**DATA FOR THE TASK**
PR #273, opened 2020-05-25
Rename --nodename to --hostname, and nodename to nodehost.

DimCitus:
This allows to later introduce a --nodename that is a user given name to
nodes in the cluster, and would default to `node_{id}`. This first step only
renames internal variables, column names, and option names.


JelteF:
A few things:
1. Can you split the completely automated regex replace and other changes in separate commits
2. Can you share the commands that you used for the automated replacement
3. Running `rg nodename -i` (case insensitive [ripgrep](https://github.com/BurntSushi/ripgrep)) still returns quite some matches. Some in `.rst` files, but also in `src/bin/pg_autoctl/monitor.c` and some others. Can you either modify the automation command to either also replace in those places, or can you explain why we still want nodename there?

JelteF:
Also, what's the reason sometimes it uses `nodeHost` and sometimes `hostname` in the replacement?

JelteF:
For future reference, this replaces all usages in code and most in the docs:
```bash
#!/bin/bash
sed -i 's/NodeName/NodeHost/g'   src/monitor/{*.{c,h,sql},expected/*.out,sql/monitor.sql}
sed -i 's/nodeName/nodeHost/g'   src/monitor/{*.{c,h,sql},expected/*.out,sql/monitor.sql}
sed -i 's/nodename/nodehost/g'   src/monitor/{*.{c,h,sql},expected/*.out,sql/monitor.sql}
sed -i 's/NODENAME/NODEHOST/g'   src/monitor/{*.{c,h,sql},expected/*.out,sql/monitor.sql}
sed -i 's/NODE_NAME/NODE_HOST/g' src/monitor/{*.{c,h,sql},expected/*.out,sql/monitor.sql}
sed -i 's/nodeName/hostName/g'   tests/*.py src/bin/pg_autoctl/*.{c,h}
sed -i 's/nodename/hostname/g'   tests/*.py src/bin/pg_autoctl/*.{c,h}
sed -i 's/NodeName/HostName/g'   tests/*.py src/bin/pg_autoctl/*.{c,h}
sed -i 's/NODENAME/HOSTNAME/g'   tests/*.py src/bin/pg_autoctl/*.{c,h}
sed -i 's/NODE_NAME/HOST_NAME/g' tests/*.py src/bin/pg_autoctl/*.{c,h}
sed -i 's/--nodename/--hostname/g' docs/{,ref/}*.rst README.md
```
This only leaves ~15 `nodename` usages in the docs, but I think it's safer to replace those by hand, since some might have to be changed to `nodehost` instead of `hostname`.

DimCitus:
> For future reference, this replaces all usages in code and most in the docs:

Thanks for taking the time to write the script at the time. I have now rebased this PR on top of the current main branch, keeping only the manual documentation changes, and then I prepared the `discover_nodename` function manually so that we could apply your script and still compile the project, and then applied your script. The current state of this PR is the result of those actions.

PR #274, opened 2020-05-27
Implement semaphores to lock access to stderr when logging.

DimCitus:


jonels-msft:
Any reason to prefer the implementation in this PR over using [POSIX semaphores](https://pubs.opengroup.org/onlinepubs/9699919799/basedefs/semaphore.h.html)? Are those not available on all platforms that we're targeting?

Also if the goal is just locking stderr, would the [stdio locking functions](https://pubs.opengroup.org/onlinepubs/9699919799/functions/flockfile.html) suffice?

DimCitus:
Finally we're using SysV semaphores in #267 directly, thanks to SEM_UNDO and IPC_PRIVATE uses that allow for better resource management and clean-up.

**YOUR ASSIGNMENT**
Transcribe all of the data exactly, leaving no line out.

**SOLUTION FOR THIS PROBLEM**
PR #273, opened 2020-05-25
Rename --nodename to --hostname, and nodename to nodehost.

DimCitus:
This allows to later introduce a --nodename that is a user given name to
nodes in the cluster, and would default to `node_{id}`. This first step only
renames internal variables, column names, and option names.


JelteF:
A few things:
1. Can you split the completely automated regex replace and other changes in separate commits
2. Can you share the commands that you used for the automated replacement
3. Running `rg nodename -i` (case insensitive [ripgrep](https://github.com/BurntSushi/ripgrep)) still returns quite some matches. Some in `.rst` files, but also in `src/bin/pg_autoctl/monitor.c` and some others. Can you either modify the automation command to either also replace in those places, or can you explain why we still want nodename there?

JelteF:
Also, what's the reason sometimes it uses `nodeHost` and sometimes `hostname` in the replacement?

JelteF:
For future reference, this replaces all usages in code and most in the docs:
```bash
#!/bin/bash
sed -i 's/NodeName/NodeHost/g'   src/monitor/{*.{c,h,sql},expected/*.out,sql/monitor.sql}
sed -i 's/nodeName/nodeHost/g'   src/monitor/{*.{c,h,sql},expected/*.out,sql/monitor.sql}
sed -i 's/nodename/nodehost/g'   src/monitor/{*.{c,h,sql},expected/*.out,sql/monitor.sql}
sed -i 's/NODENAME/NODEHOST/g'   src/monitor/{*.{c,h,sql},expected/*.out,sql/monitor.sql}
sed -i 's/NODE_NAME/NODE_HOST/g' src/monitor/{*.{c,h,sql},expected/*.out,sql/monitor.sql}
sed -i 's/nodeName/hostName/g'   tests/*.py src/bin/pg_autoctl/*.{c,h}
sed -i 's/nodename/hostname/g'   tests/*.py src/bin/pg_autoctl/*.{c,h}
sed -i 's/NodeName/HostName/g'   tests/*.py src/bin/pg_autoctl/*.{c,h}
sed -i 's/NODENAME/HOSTNAME/g'   tests/*.py src/bin/pg_autoctl/*.{c,h}
sed -i 's/NODE_NAME/HOST_NAME/g' tests/*.py src/bin/pg_autoctl/*.{c,h}
sed -i 's/--nodename/--hostname/g' docs/{,ref/}*.rst README.md
```
This only leaves ~15 `nodename` usages in the docs, but I think it's safer to replace those by hand, since some might have to be changed to `nodehost` instead of `hostname`.

DimCitus:
> For future reference, this replaces all usages in code and most in the docs:

Thanks for taking the time to write the script at the time. I have now rebased this PR on top of the current main branch, keeping only the manual documentation changes, and then I prepared the `discover_nodename` function manually so that we could apply your script and still compile the project, and then applied your script. The current state of this PR is the result of those actions.

PR #274, opened 2020-05-27
Implement semaphores to lock access to stderr when logging.

DimCitus:


jonels-msft:
Any reason to prefer the implementation in this PR over using [POSIX semaphores](https://pubs.opengroup.org/onlinepubs/9699919799/basedefs/semaphore.h.html)? Are those not available on all platforms that we're targeting?

Also if the goal is just locking stderr, would the [stdio locking functions](https://pubs.opengroup.org/onlinepubs/9699919799/functions/flockfile.html) suffice?

DimCitus:
Finally we're using SysV semaphores in #267 directly, thanks to SEM_UNDO and IPC_PRIVATE uses that allow for better resource management and clean-up.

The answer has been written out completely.